** EXERCISE DIRECTIONS **
Transcribe the material from its first line onward, ending with the line that contains "Scrolling around a" and adding nothing beyond it.

** STUDY MATERIAL **

PR #658, opened 2026-08-10
fix(viewer): keep visible neighbour pages out of the prefetch path (#657)

ben-milanko:
## Summary

Scrolling around a large-format scan or CAD sheet made the pages above and below the current one visibly **pop in and out** as they sat near the screen edge.

Focus is a single page index — `focusDistance = |index - controller.currentPage|`, where `currentPage` is the page under the viewport **centre**. On any document whose pages are taller than the viewport (every CAD sheet, every A3 scan) there is always a *second* page filling much of the screen at distance 1. Three prefetch economies keyed off that distance and so applied to a page the user could plainly see:

1. `_imageRatioTarget()` decoded its images at `prefetchImagePixelRatioFactor` (0.5×, #451). On a scan the image *is* the page, so half the screen rendered soft.
2. `PdfLiveRasterBudget.rebalance()` evicted farthest-distance-first and protected only distance 0, so the visible neighbour was the first casualty once the on-screen pair exceeded the 384 MB desktop ceiling — two large-format base rasters plus their retained scenes get there easily. `evictLiveRaster()` drops the base raster, detail patch and scene, leaving the soft preview: the pop-out.
3. `evictReclaimable()` shed *every* non-focused page, visible ones included, on each platform low-memory signal.

Crossing the midpoint flips which page gets which treatment, so it oscillates. Because `PdfImageCache` keys by content *and* decoded size (`PdfSizedImageKey`), the 0.5× and 1.0× decodes of the same scan are two entries — each flip is a guaranteed miss, a fresh multi-MB decode, and an eviction of whatever the other page held. A devtools export from the reported session shows exactly that: decoded-image cache holding 11 entries / 130 MB with **210 misses against 146 evictions**, render-record cache at 67/100 MB with 201 evictions.

### The fix

`PdfPageView.onScreen` — whether *any part* of the page overlaps the viewport — now gates the prefetch economies instead of `focusDistance`:

- full-resolution image decode for every on-screen page; the reduction still applies to genuinely off-screen cache-window neighbours, which is what #451 was about;
- `rebalance()` runs two passes over the same farthest-first order — every off-screen page first, and only if the total is *still* over budget does it reach the visible ones (zoomed far enough out the visible set alone can exceed the ceiling, so the valve stays open, it just isn't the first move);
- `evictReclaimable()` spares on-screen pages: they re-rasterize the instant they are dropped, so evicting them under pressure buys a flicker and a *higher* peak — the same feedback loop `adaptive_memory.dart`'s `registryMaterialityPercent` comment documents;
- `didUpdateWidget` upgrades a reduced buffer when a page scrolls into view, not when it becomes the centre page.

`_updateCurrentPage` computes the visible span in the pass it already made over the page offsets. The span is a `Listenable` (`_PdfOnScreenSpan`) that each `_PdfViewerPage` subscribes to individually, so a crossing rebuilds only the pages that crossed — see the perf note below for why that matters. `currentPage` keeps its exact old rule, so page numbering and render focus are untouched.

Full write-up in `doc/dev-log/2026-08-10-visible-page-prefetch-demotion.md`.

**API impact:** `PdfLiveRasterHolder` gains `liveRasterOnScreen`; implementations must add it. `PdfPageView.onScreen` defaults to `true`, so a directly-embedded page view is unaffected.

## Affected packages

- [ ] `pdf_cos`
- [ ] `pdf_document`
- [ ] `pdf_graphics`
- [x] `dart_pdf_editor`
- [ ] `pdf_test_fixtures`
- [ ] Example app

## Change type

- [x] Bug fix
- [ ] Feature
- [ ] Rendering change
- [ ] Editing behavior change
- [x] Performance change
- [ ] Refactor / cleanup
- [ ] Tests / fixtures only
- [ ] Documentation only

## Validation

- [x] `fvm flutter pub get`
- [x] `fvm dart analyze`
- [ ] Example app smoke test

If any relevant check was not run, explain why: the change is confined to `dart_pdf_editor`'s viewer widgets and the live-raster budget, none of which the other packages' suites or the render baselines exercise — no rendering output changes, only when a page's raster and image decode are kept versus reclaimed. The full 2171-test `dart_pdf_editor` suite passes.

### Perf

Measured with the real-Chrome harness: **`tool/perf.sh webdiff 3cafba1 scroll-scan --iterations 7`**. Numbers and analysis in [this comment](https://github.com/ben-milanko/dart-pdf/pull/658#issuecomment-5236025021). Headline:

- `buildP50` +1.8%, `buildP95` +2.0% — flat.
- `buildMax` +37.9% (54.2 → 74.7 ms) — **a real regression, and a deliberate one.** It is exactly one frame per run (over-budget counts are unchanged run for run), the frame where a newly-visible page's full-resolution scene lands. Total work is *lower* than before — the old scheme rendered that page twice, soft then full — the peak just moved earlier, into the scroll instead of after the settle. Not tuned away, because an intermediate ratio would reinstate a smaller version of the softening this PR removes.
- The first cut of this PR regressed `buildP95` +16.8% by calling `setState` on the whole viewer for every span change; `731ed7c` fixed that (→ +2.0%) by making the span a `Listenable`.

### New tests

- `test/page_on_screen_test.dart` — a page sharing the screen with the current one stays on-screen; a prefetched page just past the edge does not; the span is measured on a document that never scrolls; the flag lands one frame after the scroll rather than at the settle; and `onScreen` is pinned to `PdfViewerController.visiblePageRegion` across a sweep of scroll offsets so the flag and the thumbnail strip's viewport indicator cannot drift apart.
- `test/live_raster_budget_test.dart` — four new ordering cases: a farther off-screen page goes before a nearer visible one, every off-screen page goes before any visible one, the safety valve reaches visible pages once the off-screen ones are gone, and the pressure path spares on-screen pages.

## Compatibility checklist

## Notes for reviewers

- **`focusDistance` is stale mid-scroll, by design and as it always has been** — it only reaches the page views on a viewer rebuild. That is now load-bearing rather than incidental: `onScreen` is delivered promptly and decides the image ratio and reclaim protection, leaving focus to do what it is good for, ordering evictions among pages nobody is looking at. A test that asserted fresh `focusDistance` was removed for this reason.
- **Testing gotcha:** the prefetch band is *offstage*. Pages inside the list's cache extent but past the viewport edge are laid out and not painted, so `find.byType(PdfPageView)` misses them — pass `skipOffstage: false` or "off-screen but mounted" looks like "not mounted at all".
- **Harness bug found along the way (not fixed here):** `app/tool/perf/driver.mjs:65` defaults Chrome to the macOS app path with no fallback, so `webdiff` cannot run unattended on Linux without an explicit `PERF_CHROME`. Happy to add a `PATH` fallback here or separately.

### DIFF
--- a/doc/dev-log/2026-08-10-visible-page-prefetch-demotion.md
+++ b/doc/dev-log/2026-08-10-visible-page-prefetch-demotion.md
@@ -76,15 +76,20 @@ numbering and render focus are untouched.
 
 Two things worth knowing:
 
-- **It rebuilds when the span changes.** Previously the page views only
-  learned their new `focusDistance` at the 200 ms transform settle or the
-  500 ms scroll settle, so a page crossing the edge kept its stale
-  prefetch treatment for the whole gesture and then re-rendered in a batch
-  at the settle - part of why the pop was so visible. The span changes at
-  most a couple of times per page crossing, so this is far cheaper than a
-  per-frame rebuild, and it lands the flag when it matters.
+- **The page views learn it when it changes, not at the next settle.**
+  Previously they only picked up their new `focusDistance` at the 200 ms
+  transform settle or the 500 ms scroll settle, so a page crossing the edge
+  kept its stale prefetch treatment for the whole gesture and then
+  re-rendered in a batch at the settle - part of why the pop was so
+  visible.
+
+  This first landed as a `setState` on the viewer, which measured badly
+  enough to be worth its own section - see "Measuring it, and the rebuild
+  that cost" below. The span ended up a `Listenable` each page subscribes
+  to instead.
 - **Scroll listeners can fire during layout**, so a mid-frame span change
-  defers its `setState` to a post-frame callback - the same hazard
+  defers to a post-frame callback before notifying (a listening page's
+  `setState` would be illegal there) - the same hazard
   `PdfViewerController._notifySafely` guards.
 
 ## Testing notes
--- a/doc/dev-log/2026-08-10-visible-page-prefetch-demotion.md
+++ b/doc/dev-log/2026-08-10-visible-page-prefetch-demotion.md
@@ -122,3 +122,42 @@ window at rest, which the full-width fixture cannot produce (at 800px wide
 each page is 1035px tall and page 1 is not built until it approaches). A
 300px-wide viewer makes each page 388px tall: pages 0 and 1 share the
 screen and page 2 sits below the fold, built and off-screen.
+
+## Measuring it, and the rebuild that cost
+
+`tool/perf.sh webdiff <base> scroll-scan` (12p A3 scanned grayscale - the
+scenario built to stress image decode and the image cache) on the first
+version of this fix, 3 interleaved runs:
+
+```
+buildMax      48.74 -> 73.94   +51.7%   ✗
+buildP95       3.73 ->  4.36   +16.8%   ✗
+buildP50       2.12 ->  2.18    +3.0%   ·
+```
+
+`openPageCountMs` also tripped the 1.1x threshold (468 -> 538, +15%), but
+per-iteration it is 459/538/468 against 473/538/664 - overlapping ranges,
+and nothing in this change runs before the page-tree walk. Noise.
+
+The build numbers were not noise. p50 flat with p95 and max moving is the
+signature of *occasional* expensive frames, and the cause was
+`_setOnScreenRange` calling the viewer's own `setState`. The span changes a
+couple of times per page crossing - far more often than the settle the page
+views used to rebuild on - and the viewer's `build` is enormous (the list,
+every mounted page's whole subtree, gesture recognizers, scrollbar,
+chrome). Rebuilding all of it to hand a bool to the two or three pages
+whose flag actually flipped is most of a frame on a dense sheet.
+
+So the span is a `Listenable` (`_PdfOnScreenSpan`), not viewer state: each
+`_PdfViewerPage` subscribes, recomputes its own answer, and setStates only
+when that answer flips. Same house pattern as `viewportChanges`, which
+exists for the same reason (the controller stays quiet during scrolling so
+the thumbnail strip's indicator does not spam every listener).
+
+One consequence worth stating, because a test asserted it before and no
+longer can: `focusDistance` still only reaches the page views on a viewer
+rebuild, so it stays *stale mid-scroll* - as it always has. That is fine,
+and is rather the point. Stale focus now costs nothing that matters:
+`onScreen` (delivered promptly) decides the image ratio and shields both
+visible pages from reclaim, and focus is left doing what it is actually
+good for - ordering evictions among the pages nobody is looking at.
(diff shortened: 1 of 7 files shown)


ben-milanko:
## Perf A/B: `scroll-scan`, real Chrome, 7 interleaved runs vs `3cafba1`

`tool/perf.sh webdiff 3cafba1 scroll-scan --iterations 7` — the 12p A3 scanned-grayscale scroll scenario, chosen because it is the one built to stress image decode and the image cache, which is what this change moves.

```
metric            baseline   current      Δ       verdict
────────────────────────────────────────────────────────────
buildP50             2.19      2.23     +1.8%     ·
buildP95             3.77      3.85     +2.0%     ·
buildMax            54.18     74.73    +37.9%     ✗ REGRESSION
openPageCountMs       482       497     +3.0%     ·
agentMemoryBytes  1.627e8   1.626e8     -0.0%     ·
frames                354       352     -0.6%     ℹ
```

### One real regression, and it is deliberate

**`buildMax` +37.9% is real.** At 7 samples it separates: current `63.6/65.4/69.6/74.7/77.6/81.1/87.5` against base `47.1/48.5/49.4/54.2/58.1/66.6/73.7` — the baseline's *worst* run sits below the current median. (I initially read this as noise at 3 iterations; that was wrong, and is why the run was repeated at 7.)

It is **exactly one frame**. Over-budget counts are unchanged run for run — 1–2 frames >16 ms, exactly 1 >32 ms, 0–1 >50 ms, in both arms — so nothing new crosses a threshold. The single worst build frame got ~20 ms worse.

That frame is where a newly-visible page's full-resolution scene lands, and on this scenario a page *is* one big A3 scan — 4× the pixels the 0.5× prefetch buffer used to replay. The work didn't appear from nowhere: the old scheme rendered that page **twice** (soft on approach, full on becoming focused), so total work is now *lower* — the peak just moved earlier, into the scroll rather than after the settle that followed the focus flip. The soft neighbour was cheap per-frame because it was wrong.

Left as-is rather than tuned away: an intermediate ratio for visible-but-not-focused pages would reinstate a smaller version of the softening this PR exists to remove. If the spike ever needs flattening, the lever is the existing motion render hold — let a page that just crossed the edge paint its preview and take the full-resolution render at the settle — not the resolution it eventually renders at.

### A regression that was mine, and is fixed

The first cut of the fix measured **buildP95 +16.8% and buildMax +51.7%** with p50 flat — the signature of occasional expensive frames. Cause: `_setOnScreenRange` called `setState` on the viewer. The span changes a couple of times per page crossing, far more often than the settle the page views used to rebuild on, and the viewer's `build` covers the list, every mounted page's subtree, the gesture recognizers, the scrollbar and the chrome.

`731ed7c` makes the span a `Listenable` instead: each `_PdfViewerPage` subscribes and rebuilds only itself, only when its own answer flips (the same pattern as `viewportChanges`). That took p95 from +16.8% to +2.0% and p50 to +1.8%.

`openPageCountMs` tripped the 1.1× threshold on both 3-iteration runs (+15.1%, +10.3%); at 7 iterations it settles to +3.0%, confirming it as noise — nothing here runs before the page-tree walk.

### Harness note

`webdiff` cannot run unattended off macOS: `app/tool/perf/driver.mjs:65` defaults `CHROME` to `/Applications/Google Chrome.app/...` with no fallback, so every iteration fails `✗ Chrome not found` after building both bundles. These runs needed an explicit `PERF_CHROME=/opt/pw-browsers/chromium-1194/chrome-linux/chrome`. Falling back to `chromium`/`google-chrome` on `PATH` would make the scenarios runnable in CI and in Linux dev containers — happy to do it here or as a separate PR, say which.

Full write-up in `doc/dev-log/2026-08-10-visible-page-prefetch-demotion.md`.

---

** EXERCISE OUTPUT **
PR #658, opened 2026-08-10
fix(viewer): keep visible neighbour pages out of the prefetch path (#657)

ben-milanko:
## Summary

Scrolling around a large-format scan or CAD sheet made the pages above and below the current one visibly **pop in and out** as they sat near the screen edge.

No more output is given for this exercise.